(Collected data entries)
================================
PR #5650, opened 2026-07-23
Fix IllegalStateException in UnifiedQueryPlanner.preserveCollation on composite-collation plans

noCharger:
### Description

`UnifiedQueryPlanner.preserveCollation` fails to plan any query whose top `RelNode` carries more than one collation in its trait set. It surfaces as a 500 `Failed to plan query`.

**Root cause.** The method reads the collation via:

```java
RelCollation collation = logical.getTraitSet().getCollation();
```

`RelTraitSet.getCollation()` delegates to `getTrait(RelCollationTraitDef.INSTANCE)`, which assumes a single collation. When a plan derives several collations, Calcite stores them as a `RelCompositeTrait` and `getTrait` refuses to return it, throwing:

```
java.lang.IllegalStateException: Trait index 1 has multiple values in this trait set; use getTraits(RelTraitDef) instead of getTrait(RelTraitDef)
```

Such a composite arises whenever a non-`Sort` top node is ordered by more than one equivalent key — for example `... | sort age | eval x = age`: `x` mirrors `age`, so the top `LogicalProject` is sorted on both `age` and `x` and derives two collations. A plan with a single derived collation reads back fine, which is why this was not caught earlier. (A single multi-column literal-row plan such as `makeresults format=csv data=...` derives one multi-field collation, not a composite, so it does not trigger this.)

**Fix.** Read the collation through the composite-safe `getTraits(RelCollationTraitDef.INSTANCE)` and materialize a `LogicalSort` only when there is exactly one genuine (non-empty) sort collation. A composite (several incidental derived collations) is not a user sort, so the plan is left unwrapped instead of crashing. Behavior for the single-collation case is unchanged.

### Related Issues
N/A

### Check List

### DIFF
--- a/api/src/main/java/org/opensearch/sql/api/UnifiedQueryPlanner.java
+++ b/api/src/main/java/org/opensearch/sql/api/UnifiedQueryPlanner.java
@@ -7,9 +7,10 @@ package org.opensearch.sql.api;
 
 import static org.opensearch.sql.monitor.profile.MetricName.ANALYZE;
 
+import java.util.List;
 import lombok.RequiredArgsConstructor;
 import org.apache.calcite.rel.RelCollation;
-import org.apache.calcite.rel.RelCollations;
+import org.apache.calcite.rel.RelCollationTraitDef;
 import org.apache.calcite.rel.RelNode;
 import org.apache.calcite.rel.RelRoot;
 import org.apache.calcite.rel.core.Sort;
@@ -154,9 +155,20 @@ public class UnifiedQueryPlanner {
     }
 
     private RelNode preserveCollation(RelNode logical) {
-      RelCollation collation = logical.getTraitSet().getCollation();
-      if (!(logical instanceof Sort) && collation != RelCollations.EMPTY) {
-        return LogicalSort.create(logical, collation, null, null);
+      if (logical instanceof Sort) {
+        return logical;
+      }
+      // Only a genuine single-sort collation is materialized. A literal-row plan (makeresults
+      // data=) carries several incidental derived collations kept as a RelCompositeTrait; those
+      // are not a user sort, so getTraits returns more than one and we leave the plan unwrapped.
+      // RelTraitSet.getCollation() would instead cast the composite to a single RelCollation and
+      // throw.
+      List<RelCollation> collations =
+          logical.getTraitSet().getTraits(RelCollationTraitDef.INSTANCE);
+      if (collations != null
+          && collations.size() == 1
+          && !collations.get(0).getFieldCollations().isEmpty()) {
+        return LogicalSort.create(logical, collations.get(0), null, null);
       }
       return logical;
     }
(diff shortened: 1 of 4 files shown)


api/src/main/java/org/opensearch/sql/api/UnifiedQueryPlanner.java
```diff
@@ -154,9 +155,15 @@ public RelNode plan(String query) {
...
-        return LogicalSort.create(logical, collation, null, null);
+      if (logical instanceof Sort) {
+        return logical;
+      }
+      List<RelCollation> collations =
+          logical.getTraitSet().getTraits(RelCollationTraitDef.INSTANCE);
+      if (collations != null
+          && collations.size() == 1
+          && !collations.get(0).getFieldCollations().isEmpty()) {
+        return LogicalSort.create(logical, collations.get(0), null, null);
```
dai-chen, line 166: So the first collation must be on user specified fields instead of derived ones?

dai-chen (approved):
Minor comment. Thanks for the fix!

api/src/main/java/org/opensearch/sql/api/UnifiedQueryPlanner.java
dai-chen: Also this was copied from https://github.com/opensearch-project/sql/blob/92acbec3ca03fc04095cddfb4da8266b87c821e1/core/src/main/java/org/opensearch/sql/executor/QueryService.java#L1074. Does it have similar issue or not?

noCharger: On the first one, the guard fires only when the top node carries exactly one non-empty collation. That single collation equals what the old `getTraitSet().getCollation()` returned, so the single-collation path keeps its prior behavior. When several equivalent collations appear, say `sort age | eval x = age` where `x` mirrors `age` so the top `Project` derives an ordering on both `age` and `x`, the plan is left unwrapped. Those extra collations are incidental orderings derived from equal expressions. The real user ordering already lives in the inner `sort`, and a `Project` over a `Sort` preserves order, so the final result stays sorted and a top-level sort would be redundant here. That way the guard steps around the ambiguous multi-collation case and avoids leaning on which collation happens to be first.

On the second one, `QueryService` stays safe. It wraps the plan in a `LogicalSystemLimit` for the query-size limit before reading the collation, and `LogicalSystemLimit.create` already folds any composite into one canonized collation first.

```java
List<RelCollation> collations = input.getTraitSet().getTraits(RelCollationTraitDef.INSTANCE);
RelCollation collation = collations == null ? null : collations.get(0);
collation = RelCollationTraitDef.INSTANCE.canonize(collation);
RelTraitSet traitSet = input.getTraitSet().replace(Convention.NONE).replace(collation);
```

So the trait set it reads back holds a single collation and `getCollation()` there stays within one value. `UnifiedQueryPlanner` reads the collation straight off the raw analyzed plan before any `LogicalSystemLimit` is added, which is why it meets the raw composite and throws. So that copied line is fine as it stands in `QueryService`.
================================
*TASK REQUIREMENTS*: What do the lines above say from the one containing "import org.apache.calcite.rel.core.Sort;" down to the one containing "the plan unwrapped."? Return them exactly, both end lines included, and only them.

*SOLVED PROBLEM*:
 import org.apache.calcite.rel.core.Sort;
@@ -154,9 +155,20 @@ public class UnifiedQueryPlanner {
     }
 
     private RelNode preserveCollation(RelNode logical) {
-      RelCollation collation = logical.getTraitSet().getCollation();
-      if (!(logical instanceof Sort) && collation != RelCollations.EMPTY) {
-        return LogicalSort.create(logical, collation, null, null);
+      if (logical instanceof Sort) {
+        return logical;
+      }
+      // Only a genuine single-sort collation is materialized. A literal-row plan (makeresults
+      // data=) carries several incidental derived collations kept as a RelCompositeTrait; those
+      // are not a user sort, so getTraits returns more than one and we leave the plan unwrapped.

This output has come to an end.